_WORK INSTRUCTION_
In the data below, which lines hold the word "Redistributions"? Copy them.

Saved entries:

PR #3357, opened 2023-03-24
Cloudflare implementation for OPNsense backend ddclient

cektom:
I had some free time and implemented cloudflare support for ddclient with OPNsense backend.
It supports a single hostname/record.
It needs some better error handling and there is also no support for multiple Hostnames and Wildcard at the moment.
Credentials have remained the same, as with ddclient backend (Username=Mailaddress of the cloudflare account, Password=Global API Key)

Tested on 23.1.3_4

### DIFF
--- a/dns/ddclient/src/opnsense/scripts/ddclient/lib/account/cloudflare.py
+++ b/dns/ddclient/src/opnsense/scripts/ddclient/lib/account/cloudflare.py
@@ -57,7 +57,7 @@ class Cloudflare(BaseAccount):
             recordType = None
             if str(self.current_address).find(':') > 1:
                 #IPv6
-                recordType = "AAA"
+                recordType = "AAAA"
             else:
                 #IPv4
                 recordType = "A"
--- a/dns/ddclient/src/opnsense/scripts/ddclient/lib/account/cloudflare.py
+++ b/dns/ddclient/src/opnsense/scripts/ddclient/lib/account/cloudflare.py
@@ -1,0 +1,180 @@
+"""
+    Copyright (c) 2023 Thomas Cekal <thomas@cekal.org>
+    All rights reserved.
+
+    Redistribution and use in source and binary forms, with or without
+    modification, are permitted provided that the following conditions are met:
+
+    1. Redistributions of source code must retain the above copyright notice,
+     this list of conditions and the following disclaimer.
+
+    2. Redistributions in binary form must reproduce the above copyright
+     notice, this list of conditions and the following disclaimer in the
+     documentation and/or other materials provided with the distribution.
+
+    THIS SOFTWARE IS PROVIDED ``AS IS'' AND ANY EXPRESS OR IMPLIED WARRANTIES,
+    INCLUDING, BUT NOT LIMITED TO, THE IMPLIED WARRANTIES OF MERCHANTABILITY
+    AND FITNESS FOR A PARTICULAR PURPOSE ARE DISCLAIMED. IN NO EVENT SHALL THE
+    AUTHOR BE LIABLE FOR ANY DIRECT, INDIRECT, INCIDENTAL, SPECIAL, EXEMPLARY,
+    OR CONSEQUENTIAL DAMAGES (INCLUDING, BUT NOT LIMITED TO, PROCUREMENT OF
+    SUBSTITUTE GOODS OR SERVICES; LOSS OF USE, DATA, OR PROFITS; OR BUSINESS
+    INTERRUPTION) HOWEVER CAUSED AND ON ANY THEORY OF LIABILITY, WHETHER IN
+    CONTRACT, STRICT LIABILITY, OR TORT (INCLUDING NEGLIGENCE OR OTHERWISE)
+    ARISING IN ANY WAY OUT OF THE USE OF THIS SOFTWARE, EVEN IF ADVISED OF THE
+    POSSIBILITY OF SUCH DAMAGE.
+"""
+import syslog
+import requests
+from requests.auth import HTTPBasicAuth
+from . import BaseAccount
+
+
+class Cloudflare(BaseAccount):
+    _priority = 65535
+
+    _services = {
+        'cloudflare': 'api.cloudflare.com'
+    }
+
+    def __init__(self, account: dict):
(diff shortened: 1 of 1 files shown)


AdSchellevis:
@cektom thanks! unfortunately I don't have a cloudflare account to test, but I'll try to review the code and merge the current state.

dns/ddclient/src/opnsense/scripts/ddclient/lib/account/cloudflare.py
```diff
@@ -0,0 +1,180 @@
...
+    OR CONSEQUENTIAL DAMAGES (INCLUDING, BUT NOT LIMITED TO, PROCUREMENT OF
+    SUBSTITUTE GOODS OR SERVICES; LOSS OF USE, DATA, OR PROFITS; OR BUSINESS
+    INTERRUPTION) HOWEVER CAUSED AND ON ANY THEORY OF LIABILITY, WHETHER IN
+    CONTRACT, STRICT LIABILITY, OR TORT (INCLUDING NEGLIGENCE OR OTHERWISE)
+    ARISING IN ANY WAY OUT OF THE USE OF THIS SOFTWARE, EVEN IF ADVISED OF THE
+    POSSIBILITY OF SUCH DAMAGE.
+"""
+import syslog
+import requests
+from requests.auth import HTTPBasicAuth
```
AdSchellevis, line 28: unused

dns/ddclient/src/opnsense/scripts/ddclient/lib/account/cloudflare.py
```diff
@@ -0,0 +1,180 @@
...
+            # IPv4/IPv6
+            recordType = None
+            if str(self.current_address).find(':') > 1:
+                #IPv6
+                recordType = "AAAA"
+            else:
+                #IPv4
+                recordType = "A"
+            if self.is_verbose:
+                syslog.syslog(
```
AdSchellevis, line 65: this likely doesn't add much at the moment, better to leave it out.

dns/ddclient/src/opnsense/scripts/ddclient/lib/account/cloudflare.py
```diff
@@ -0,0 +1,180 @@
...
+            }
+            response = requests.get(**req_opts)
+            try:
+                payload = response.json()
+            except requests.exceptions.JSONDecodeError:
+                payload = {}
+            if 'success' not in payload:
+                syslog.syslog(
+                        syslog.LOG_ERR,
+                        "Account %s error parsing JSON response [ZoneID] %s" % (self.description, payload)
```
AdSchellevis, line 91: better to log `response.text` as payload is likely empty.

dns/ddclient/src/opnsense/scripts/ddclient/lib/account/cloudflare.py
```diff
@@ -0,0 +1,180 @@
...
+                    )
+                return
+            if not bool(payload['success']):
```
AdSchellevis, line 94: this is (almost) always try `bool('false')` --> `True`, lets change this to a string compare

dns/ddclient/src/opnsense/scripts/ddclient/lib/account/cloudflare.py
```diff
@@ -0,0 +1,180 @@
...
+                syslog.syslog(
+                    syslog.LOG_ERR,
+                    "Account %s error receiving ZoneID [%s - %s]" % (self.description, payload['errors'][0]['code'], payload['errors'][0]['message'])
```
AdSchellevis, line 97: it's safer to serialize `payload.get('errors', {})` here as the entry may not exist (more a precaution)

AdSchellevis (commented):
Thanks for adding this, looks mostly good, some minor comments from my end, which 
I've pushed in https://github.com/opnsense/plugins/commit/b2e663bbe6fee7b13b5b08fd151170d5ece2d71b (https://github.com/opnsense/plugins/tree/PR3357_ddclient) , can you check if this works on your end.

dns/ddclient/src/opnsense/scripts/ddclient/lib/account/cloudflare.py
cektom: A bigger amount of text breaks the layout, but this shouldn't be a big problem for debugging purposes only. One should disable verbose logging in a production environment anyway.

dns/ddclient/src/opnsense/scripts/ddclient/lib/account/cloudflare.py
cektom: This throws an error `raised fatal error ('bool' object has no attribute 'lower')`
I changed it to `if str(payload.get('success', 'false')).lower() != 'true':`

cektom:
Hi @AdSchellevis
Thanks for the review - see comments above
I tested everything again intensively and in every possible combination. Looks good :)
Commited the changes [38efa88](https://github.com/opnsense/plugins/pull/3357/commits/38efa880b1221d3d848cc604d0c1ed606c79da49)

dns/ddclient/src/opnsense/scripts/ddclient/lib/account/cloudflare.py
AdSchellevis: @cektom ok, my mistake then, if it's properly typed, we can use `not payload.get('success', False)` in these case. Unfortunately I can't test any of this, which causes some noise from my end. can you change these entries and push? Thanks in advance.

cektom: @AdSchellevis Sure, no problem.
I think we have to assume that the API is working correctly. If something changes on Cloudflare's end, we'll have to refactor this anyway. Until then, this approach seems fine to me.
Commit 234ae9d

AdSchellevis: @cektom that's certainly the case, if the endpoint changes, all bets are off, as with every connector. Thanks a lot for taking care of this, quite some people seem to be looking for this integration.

_SOLUTION TO THIS PROBLEM_
+    1. Redistributions of source code must retain the above copyright notice,
+    2. Redistributions in binary form must reproduce the above copyright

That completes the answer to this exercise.